入れ歯は家の本体、歯茎は住宅の基礎工事や地盤です。地盤・基礎工事が崩れているのに、住宅を建てるとどうなるでしょうか。不安定で地震が起きると崩れてしまいます。では、地盤や基礎工事が崩れてしまった場合、上部に存在する住宅を地盤や基礎工事に合わせて作り直すとどうなるでしょうか。基礎工事にしっかり合う設計になるため、安定した住宅になります。
これは、入れ歯でも同じです。歯茎が加齢や慢性的な刺激によって痩せてしまった場合、入れ歯を調整する必要があります。高齢者の人が歯科治療へ通う理由で多いのが入れ歯の不適合で、歯茎が痩せ落ちるだけではなく、人工歯が削れてしまい噛みにくいことも高齢者の人からすれば悩みのタネになってしまいます。ブリッジやインプラントと比較してみても、入れ歯は使用年数に連れて不適合が起きやすいです。

入れ歯の不適合の症状

入れ歯で不適合が起きるとどのような症状が出るでしょうか。歯茎がやせおちてしまった場合は、入れ歯が浮いた状態や左右片方の歯茎と入れ歯の間に隙間ができる状態になります。
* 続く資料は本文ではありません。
PR #4225, opened 2022-11-19
move all patches to different files and add comments

JackCaoG:
@steventk-g I don't know why we need `tf_patches/stream_executor.diff`. If you can add a comment that would be nice. We want to get rid of these patches eventually, hence we need to remember why they failed and better organize them.


yeounoh (approved):
LGTM thanks!

yeounoh:
> @steventk-g I don't know why we need `tf_patches/stream_executor.diff`. If you can add a comment that would be nice. We want to get rid of these patches eventually, hence we need to remember why they failed and better organize them.

`make_default_target_header_only` is deprecated (unused) -- I will see if we can skip this while updating the pin cc @ManfeiBai @JackCaoG

vanbasten23:
The last line in each of the new patch files doesn't end with a newline. I am not sure if it will cause some problem.

JackCaoG:
I think it is fine, since patches was applied.

steventk-g:
Saw the following error without `tf_patches/stream_executor.diff`
```
ERROR: /workspace/pytorch/xla/third_party/tensorflow/tensorflow/cc/BUILD:775:22: Linking tensorflow/cc/ops/resource_variable_ops_gen_cc failed: (Exit 1): gcc failed: error executing command /usr/bin/gcc @bazel-out/k8-opt/bin/tensorflow/cc/ops/resource_variable_ops_gen_cc-2.params
bazel-out/k8-opt/bin/tensorflow/core/protobuf/_objs/autotuning_proto_cc_impl/autotuning.pb.o:autotuning.pb.cc:function InitDefaultsscc_info_AutotuneResult_FailureResult_tensorflow_2fcore_2fprotobuf_2fautotuning_2eproto(): error: undefined reference to 'stream_executor::dnn::_AlgorithmProto_default_instance_'
```
It looks like keeping this header only means that our build won't link the actual object files at the right time to get the dependencies it needs to build, so we can't use header only for our build.

JackCaoG:
> Saw the following error without `tf_patches/stream_executor.diff`
> 
> ```
> ERROR: /workspace/pytorch/xla/third_party/tensorflow/tensorflow/cc/BUILD:775:22: Linking tensorflow/cc/ops/resource_variable_ops_gen_cc failed: (Exit 1): gcc failed: error executing command /usr/bin/gcc @bazel-out/k8-opt/bin/tensorflow/cc/ops/resource_variable_ops_gen_cc-2.params
> bazel-out/k8-opt/bin/tensorflow/core/protobuf/_objs/autotuning_proto_cc_impl/autotuning.pb.o:autotuning.pb.cc:function InitDefaultsscc_info_AutotuneResult_FailureResult_tensorflow_2fcore_2fprotobuf_2fautotuning_2eproto(): error: undefined reference to 'stream_executor::dnn::_AlgorithmProto_default_instance_'
> ```
> 
> It looks like keeping this header only means that our build won't link the actual object files at the right time to get the dependencies it needs to build, so we can't use header only for our build.

sg, can you add some comment's to the diff?

PR #4228, opened 2022-11-21
XLA Op Key Registration should only happen once.

JackCaoG:
This is a more robust fix compared to 1.13 quick fix in https://github.com/pytorch/xla/pull/4223


wonjoolee95 (approved):
👍

PR #4231, opened 2022-11-21
Disable failing take python op tests on TPU

wonjoolee95:
Python op tests `test_take_xla_int16` and `test_take_xla_float64` have been failing on TPUs, disabling them for now. 

---
These tests fail due to `dtype` mismatch, `'dtype' do not match: torch.int32 != torch.int16` for the `int16` test and `'dtype' do not match: torch.float32 != torch.float64` for the `float64` test. 

For example, for the `int16` test with gdb triggered at the `ops_xla_shape_fn.cpp`, I can see that the `shape` of `input` at `TakeOutputShape` (at `ops_xla_shape_fn.cpp`) is wrongly set to `s32` (it should be `s16` since `test_torch.py` sets `dtype=torch.int16`). The outcome tensors' values are equal, but just their `dtype`s mismatch. The error only happens on TPU. 

@JackCaoG, let me know if you think disabling these would be fine for now. 

---
With these changes, the failing `take` tests get skipped:
```
wonjoo@t1v-n-0dd7892e-w-0:~/pytorch$ python test/test_torch.py TestTorchDeviceTypeXLA.test_take_xla_int16
s
Ran 1 test in 0.003s

OK (skipped=1)

wonjoo@t1v-n-0dd7892e-w-0:~/pytorch$ python test/test_torch.py TestTorchDeviceTypeXLA.test_take_xla_float64
s
Ran 1 test in 0.003s

OK (skipped=1)
wonjoo@t1v-n-0dd7892e-w-0:~/pytorch$ 
```

### DIFF
--- a/test/pytorch_test_base.py
+++ b/test/pytorch_test_base.py
@@ -366,6 +366,8 @@ DISABLED_TORCH_TESTS_TPU_ONLY = {
         'test_diff_xla_float64',  # expected instruction to have shape equal
         'test_nullary_op_mem_overlap_xla',  # core dumped
         'test_index_reduce',  # takes too long
+        'test_take_xla_float64',  # 'dtype' do not match: torch.float32 != torch.float64
+        'test_take_xla_int16',  # 'dtype' do not match: torch.int32 != torch.int16
     },
 
     # test_indexing.py


wonjoolee95:
Debugging this a little more, I can see that for the `int16` test case, the `dtype` for the tensor initially passed to `GetXlaTensorOrCreateForWrappedNumber` at `XLANativeFunctions.cpp` like:
```
torch_xla::XLATensorPtr lazy_index = torch_xla::bridge::GetXlaTensorOrCreateForWrappedNumber(index, *common_device);
```
is actually of `XLAShortType`, which I believe is `int16`. But later when `TakeOutputShape` is called, the `dtype` for the `input` tensor becomes `int32`, so somewhere in between the `dtype` is being incorrectly set.

JackCaoG:
I suspect it is from 
https://github.com/pytorch/xla/blob/b2bd721cf18b496feec02f12313bb532484eaab9/torch_xla/csrc/tensor_util.cpp#L1181-L1190

can you confirm? Pretty much TPU used to can't handle certain types so we cast them implicitly.

wonjoolee95:
> I suspect it is from
> 
> https://github.com/pytorch/xla/blob/b2bd721cf18b496feec02f12313bb532484eaab9/torch_xla/csrc/tensor_util.cpp#L1181-L1190
> 
> can you confirm? Pretty much TPU used to can't handle certain types so we cast them implicitly.

This definitely looks suspicious. But oddly, when I put debugger/print lines in this function, it doesn't seem to get triggered/printed. Also I tried modifying this code to directly return `U16` as such:
```
 case xla::PrimitiveType::U16: 
   return xla::PrimitiveType::U16;
```
but is still failing with the same error.

JackCaoG:
something is off, please open a separate bug to track this. We can disable the test for now, but the goal of test is to catch errors on our end.

JackCaoG (approved):
Thanks!

wonjoolee95:
> something is off, please open a separate bug to track this. We can disable the test for now, but the goal of test is to catch errors on our end.

Makes sense, opened https://github.com/pytorch/xla/issues/4238 and assigned it to myself. Thanks!

PR #4235, opened 2022-11-22
inplace operation within no_grad context for all_gather

aws-rhsoln:
Currently the allgather performs inplace copy which results in errors that look like this: https://discuss.pytorch.org/t/leaf-variable-was-used-in-an-inplace-operation/308

Hence performing the inplace copy within `no_grad` context.


JackCaoG:
@ronghanghu I am not an expert here, but I think cc op under `no_grad` context is fine?

ronghanghu:
Yes, I think it's right that `torch.distributed.all_gather` does not handle back propagation, so it's fine to put it under `no_grad` context (there is a separate version of `torch.distributed.nn.functional.all_gather` that handles back-propagation, although there are issues with it such as https://github.com/pytorch/pytorch/pull/63100).

JackCaoG (approved):
Thanks!

PR #574, opened 2023-11-09
test(composer): add integrity test of eth tx

### LINKED ISSUE #213: composer: check transaction integrity on integration tests
Right now, the integration test is really minimal and only checks the flow of transactions and not their validity (i.e. if the data can be properly decoded and if the decoded data is as expected).

# Definition of done

The integration test should check for the validity of transactions

itamarreif:
## Summary
This adds a test to verify that that payload of the sequencer transaction submitted by the `Searcher` does not change the rollup transaction that it collected.

## Testing
- Added the `single_rollup_tx_payload_integrity` test that verifies that a transaction with a single payload contains a payload that was serialized properly.

* When we support packing multiple rollup transactions into a single sequencer transaction in the `composer` we will need to change this test to encode/decode a `Vec<Transaction>` instead of a single one.

## Related Issues

closes #213


crates/astria-composer/tests/blackbox/composer.rs
```diff
@@ -1,7 +1,14 @@
 use std::time::Duration;
 
-use ethers::types::Transaction;
+use ethers::{
+    types::Transaction,
+    utils::rlp::{
+        Decodable,
```
SuperFluffy, line 6: Even though this is a test, we try to avoid polluting the namespace:
```suggestion
        Decodable as _,
```

crates/astria-composer/tests/blackbox/composer.rs
```diff
@@ -150,6 +157,48 @@ async fn invalid_nonce_failure_causes_tx_resubmission_under_different_nonce() {
     .expect("valid nonce guard failed");
 }
 
+#[tokio::test]
+async fn test_single_tx_integrity() {
+    let test_composer = spawn_composer(&["test1"]).await;
+
+    // blockhash, blocknumber and transactionindex are generated after execution - we can leave them
+    // out
+    let txs = r#"{
```
SuperFluffy, line 166: let's move that out of the test into a const outside of it so that the test is shorter

crates/astria-composer/tests/blackbox/composer.rs
```diff
@@ -215,10 +264,47 @@ async fn mount_broadcast_tx_sync_invalid_nonce_mock(
...
+        let sequencer_tx = signed_tx_from_request(request);
+        let sequence_action = sequencer_tx
+            .actions()
+            .get(0)
+            .unwrap()
+            .as_sequence()
+            .unwrap();
+        let payload = serde_json::from_slice(&sequence_action.data).unwrap();
+
+        debug!(?payload, ?expected_payload, "comparing payloads");
```
SuperFluffy, line 283: remove

crates/astria-composer/tests/blackbox/composer.rs
```diff
@@ -150,6 +157,48 @@ async fn invalid_nonce_failure_causes_tx_resubmission_under_different_nonce() {
...
+    let mock_guard =
+        mount_broadcast_tx_sync_mock_payload_integrity(&test_composer.sequencer, tx.clone()).await;
+
+    test_composer.rollup_nodes["test1"].push_tx(tx).unwrap();
+    tokio::time::timeout(
+        Duration::from_millis(100),
+        mock_guard.wait_until_satisfied(),
+    )
+    .await
+    .expect("mocked sequencer should have received a broadcast message from composer");
```
SuperFluffy, line 199:
```suggestion
    .expect("mock succeeds with transaction intact");
```

crates/astria-composer/tests/blackbox/composer.rs
```diff
@@ -150,6 +157,48 @@ async fn invalid_nonce_failure_causes_tx_resubmission_under_different_nonce() {
     .expect("valid nonce guard failed");
 }
 
+#[tokio::test]
+async fn test_single_tx_integrity() {
```
SuperFluffy, line 161: don't prefix tests with `test_` as it's redundant. Rather give it a name describing what you want to observe. `async fn composer_forwards_transaction_unchanged` or something like that.

crates/astria-composer/tests/blackbox/composer.rs
```diff
@@ -215,10 +264,47 @@ async fn mount_broadcast_tx_sync_invalid_nonce_mock(
         .await
 }
 
-fn chain_id_nonce_from_request(request: &Request) -> (Vec<u8>, u32) {
+/// Deserizalizes the bytes contained in a `tx_sync::Request` to a signed sequencer transaction and
+/// verifies that it contains a sequence action with `expected_payload` as its contents.
+async fn mount_broadcast_tx_sync_mock_payload_integrity(
```
SuperFluffy, line 269: `mount_matcher_verifying_tx_integrity` might be more descriptive.

SuperFluffy (dismissed):
Accepting the PR, but please change the following things before merging:

1. update the PR title. This PR is no longer about adding a test but changing the serialization format of ether txes. The test for integrity is valuable, but is almost of 2nd order
2. address the error logging
3. don't do ad-hoc eyre errors but use `wrap_err`

crates/astria-composer/src/searcher/mod.rs
```diff
@@ -205,7 +207,16 @@ impl Searcher {
                 // submit signed sequencer txs to sequencer
                 Some(join_result) = self.conversion_tasks.join_next(), if !self.conversion_tasks.is_empty() => {
                     match join_result {
-                        Ok(bundle) => self.handle_bundle_execution(bundle).await,
+                        Ok(res) => {
+                            match res {
+                                Ok(bundle) =>self.handle_bundle_execution(bundle).await,
```
noot, line 212:
```suggestion
                                Ok(bundle) => self.handle_bundle_execution(bundle).await,
```

noot (changes requested):
i am pretty sure this will fail when the tx reaches the EVM rollup - the EVM execution layer is expecting the tx to be rlp-encoded, additionally EVM transactions do not contain a `from` field. (from address is derived from signature)

crates/astria-composer/tests/blackbox/composer.rs
noot, line 166: where is this serialized tx from?

itamarreif: Good question - I took this from Derek's PR.

Do you have a better suggestion for what to use?

crates/astria-composer/src/searcher/mod.rs
```diff
@@ -154,14 +154,16 @@ impl Searcher {
...
+                eyre::eyre!("failed to serialize rollup transaction to JSON: {}", e)
+            })?;
             let chain_id = chain_id.into_bytes();
             let seq_action = Action::Sequence(SequenceAction {
                 chain_id,
                 data,
             });
 
-            vec![seq_action]
+            Ok(vec![seq_action])
```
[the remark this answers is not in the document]
itamarreif: The contents of an `UnsignedTransaction` is a `Vec<Action>`. The allocation has to happen either here or when the transaction is submitted. Doing this here makes more sense than at transaction submission, as the `Executor` should not be doing anything with the transaction's payload - just attaching a nonce and submitting it.

itamarreif:
Undid the changes to rollup transaction encoding that were previously part of this PR and cleaned up the tests a bit. The test now compared the RLP encoding of the expected transaction to the one inside the sequencer transaction that the `composer` submits to verify that the transaction was encoded as expected.

noot (approved):
looks good now 🙏

SuperFluffy (approved):
Looks good. See my comment on where that example payload came from. If you don't know where it came from, can you please find another one and link that?

crates/astria-composer/tests/blackbox/composer.rs
```diff
@@ -242,3 +305,21 @@ fn chain_id_nonce_from_request(request: &Request) -> (Vec<u8>, u32) {
         signed_tx.unsigned_transaction().nonce,
     )
 }
+
+const EXAMPLE_ETH_TX_JSON: &str = r#"{
```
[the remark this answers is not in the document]
itamarreif: I think derek just pulled something off of etherscan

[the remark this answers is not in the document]
itamarreif: Took a random uniswap v2 swap from etherscan and used that instead. The transaction can be looked up by its `hash` field on any block explorer so I dont think there's a need to add an etherscan link here but happy to add it if you think I should.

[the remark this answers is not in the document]
SuperFluffy: But it is useful because it saves me a step to Google to figure it out. Adding the link helps others have the same context that you have while you write it.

このような状態では、入れ歯の辺縁が歯茎にあたるため、歯茎に炎症が起きることがあります。また、入れ歯と歯茎の間にできる隙間から食べ物が入るため食事をするのが大変になることもあります。
人工歯が削れてしまった場合は、噛み合わせが悪くなるため食べ物を噛み切りにくいという症状が見られます。噛みきれないため、強く噛む傾向が出てしまい、入れ歯で歯茎を押し込み痛みが発生することがあります。

入れ歯の不適合と癌

入れ歯に不適合が起きていると、癌を誘発することがあります。入れ歯と癌は直接的に関係しているわけではないですが、入れ歯の辺縁が歯茎を慢性的に刺激することで細胞を癌化させやすいのです。主に入れ歯の不適合が原因で癌が発生する部位は舌や歯茎です。中でも、舌の横は入れ歯と接触しやすいため不適合が起きている場合は早急に調整することをおすすめします。

入れ歯は定期的なメインテナンスが必要

入れ歯は保険診療で製作できるため、壊れてしまったり紛失してしまったりした場合でも日本国内にあるほとんどの歯科医院で対応できる特徴があります。人工歯は使用し続けていれば、削れてしまい、歯茎は痩せていきます。入れ歯を長い期間使用するには、定期的なメインテナンスを続ける必要があります。介護を受けている人も、入れ歯が適合しているかしっかり歯科医師に調べてもらいましょう。